> Your instructions: From the listing below, count the lines that contain the string "within", then state only that number.

[Dataset content — start]

PR #1705, opened 2019-12-16
Extent module refactorings

davidtgoldblatt:
This goes much of the way towards splitting up the extent module into smaller subpieces.

- It pulls out hook invocation into its own module (with an eye towards an eventual V2 interface)
- Drops arena dependencies from the places where it's easy to.
- Makes the extent module header non-global.
- Pulls out implicit zeroing logic, functionality, and debug checks.
- Duplicates some small bits of state (e.g. indices and base allocators) to prevent those types from being "viral" throughout all code.
- Gives the arena-level caching of unused extent_t objects its own type.

The remaining extent-level dependencies on the arena are for stats (VM abandoning), and the oversized threshold purging logic. I don't think either of these are fundamental (and I think we'll have to change the latter for extent hooks V2), but they're a little bit of effort to kill off, and I'd rather get the easy stuff in before winter vacations rather than let them bitrot.


davidtgoldblatt:
run_tests.sh passes. Failing CI checks are transient packaging issues (i.e. unable to download dependencies).

src/edata_cache.c
```diff
@@ -0,0 +1,47 @@
...
+		return base_alloc_edata(tsdn, base);
+	}
+	edata_avail_remove(&edata_cache->avail, edata);
+	atomic_fetch_sub_zu(&edata_cache->count, 1, ATOMIC_RELAXED);
+	malloc_mutex_unlock(tsdn, &edata_cache->mtx);
+	return edata;
+}
+
+void
+edata_cache_dalloc(tsdn_t *tsdn, edata_cache_t *edata_cache, edata_t *edata) {
```
interwq: nit: I kind of want a name to indicate this is returning to the cache (dealloc can be a bit ambiguous), if you can find one (I tried but couldn't). Feel free to ignore.

src/ehooks.c
```diff
@@ -198,15 +241,12 @@ ehooks_default_merge_impl(void *addr_a, void *addr_b) {
 static bool
 ehooks_default_merge(extent_hooks_t *extent_hooks, void *addr_a, size_t size_a,
     void *addr_b, size_t size_b, bool committed, unsigned arena_ind) {
-	if (!maps_coalesce) {
```
interwq: The `maps_coalesce` was a static check; removing it means the non-Windows cases will do the two `iealloc` unconditionally. Maybe preserve the check for now?

src/extent2.c
```diff
@@ -194,6 +197,35 @@ extents_alloc(tsdn_t *tsdn, arena_t *arena, ehooks_t *ehooks, ecache_t *ecache,
 	return edata;
 }
 
+edata_t *
+extents_alloc_grow(tsdn_t *tsdn, arena_t *arena, ehooks_t *ehooks,
+    ecache_t *ecache, void *new_addr, size_t size, size_t pad, size_t alignment,
```
interwq: ecache isn't being used. Is that intentional?

include/jemalloc/internal/ehooks.h
```diff
@@ -1,4 +1,151 @@
...
+static inline bool
+ehooks_merge_will_fail(ehooks_t *ehooks) {
+	return ehooks_get_extent_hooks_ptr(ehooks)->merge == NULL;
+}
+
+static inline void *
+ehooks_alloc(ehooks_t *ehooks, void *new_addr, size_t size, size_t alignment,
+    bool *zero, bool *commit, unsigned arena_ind) {
+	extent_hooks_t *extent_hooks = ehooks_get_extent_hooks_ptr(ehooks);
+	return extent_hooks->alloc(extent_hooks, new_addr, size, alignment,
```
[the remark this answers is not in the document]
davidtgoldblatt: Currently, we disallow a NULL alloc hook (i.e. this version is the behavior-neutral one). I think it arguably makes sense to allow it, and treat an attempt to invoke it as a failed/declined request (the same way that a NULL merge call is treated as the hooks refusing to merge). This could be used (for example) to create an arena that can't consume any more memory than it has currently allocated. But at least in the short term I figured we'd minimize changes here (especially ones that commit us to more guarantees while we're thinking of changes in this area).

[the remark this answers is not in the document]
interwq: Makes sense. Maybe add an assertion when init the hooks.

src/ehooks.c
```diff
@@ -209,6 +209,23 @@ ehooks_default_merge(extent_hooks_t *extent_hooks, void *addr_a, size_t size_a,
...
+ehooks_default_zero_impl(void *addr, size_t size) {
+	/*
+	 * By default, we try to zero out memory using OS-provided demand-zeroed
+	 * pages.  If the user has specifically requested hugepages, though, we
+	 * don't want to purge in the middle of a hugepage (which would break it
+	 * up), so we act conservatively and use memset.
+	 */
+	bool needs_memset = true;
+	if (opt_thp != thp_mode_always) {
+		needs_memset = pages_purge_forced(addr, size);
```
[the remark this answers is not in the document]
davidtgoldblatt: These are logically at the same level of the stack; they're the implementation of a new "zero" hook. So it morally feels like they should call the underlying functions, rather than something else at the same level. Not a strong opinion though, I'll stop arguing if you disagree.

include/jemalloc/internal/ehooks.h
```diff
@@ -106,18 +106,54 @@ ehooks_merge_will_fail(ehooks_t *ehooks) {
...
+	assert(size > 0);
+	if (config_debug) {
+		/* Check the whole first page. */
+		size_t *p = (size_t *)addr;
+		for (size_t i = 0; i < PAGE / sizeof(size_t); i++) {
+			assert(p[i] == 0);
+		}
+		/* And 32 spots within. */
+		assert(PAGE >= sizeof(size_t) * 32);
+		for (size_t i = 0; i < 32; ++i) {
```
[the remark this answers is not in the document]
davidtgoldblatt: Will do; what do you think about checking 4 (or even 2) pages instead of 32? I can think of some non-crazy bug patterns that would only zero the first page or so.

src/edata_cache.c
davidtgoldblatt: acquire/release maybe? Or remove/insert?

I also like not naming this alloc/dalloc just because edata_cache_alloc and ecache_alloc is a recipe for confusion.

src/ehooks.c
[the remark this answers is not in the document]
interwq: No strong opinion too. Let’s keep it as is.

include/jemalloc/internal/ehooks.h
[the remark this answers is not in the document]
interwq: 2 or 4 pages sound fine to me.

src/edata_cache.c
interwq: I slightly lean towards remove/insert.

src/ehooks.c
davidtgoldblatt: The reason I figured I wasn't so concerned was that the lookups only ever happen if ehooks_merge_default is invoked directly. But by default, the ehooks_merge call will short-circuit into the `_impl` variant, avoiding the lookup. (So, the only way this function gets invoked is if the user sneaks out one of our internal function pointers and wraps it or something). What do you think about a middle ground where ehooks_merge checks if the merge hook specifically is non-default?

interwq: Sounds good!

src/extent2.c
davidtgoldblatt: No; follow-on diffs were going to try to break the arena dependency here, but I thought this stack of commits was already getting a little bit big. I'll remove it.

interwq: Ah I see. Feel free to keep it then.

src/edata_cache.c
davidtgoldblatt: Talked offline: get/put

include/jemalloc/internal/ehooks.h
```diff
@@ -0,0 +1,375 @@
...
+	if (config_debug) {
+		/* Check the whole first page. */
+		size_t *p = (size_t *)addr;
+		for (size_t i = 0; i < PAGE / sizeof(size_t); i++) {
+			assert(p[i] == 0);
+		}
+		/* And 4 spots within. */
+		const size_t nchecks = 4;
+		assert(PAGE >= sizeof(size_t) * 4);
+		for (size_t i = 0; i < 4; ++i) {
```
interwq: nit: replace 4 with nchecks

davidtgoldblatt: Done. I also beefed up the comment, since the debug-perf thing isn't totally obvious.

[Dataset content — finish]

> Result: 2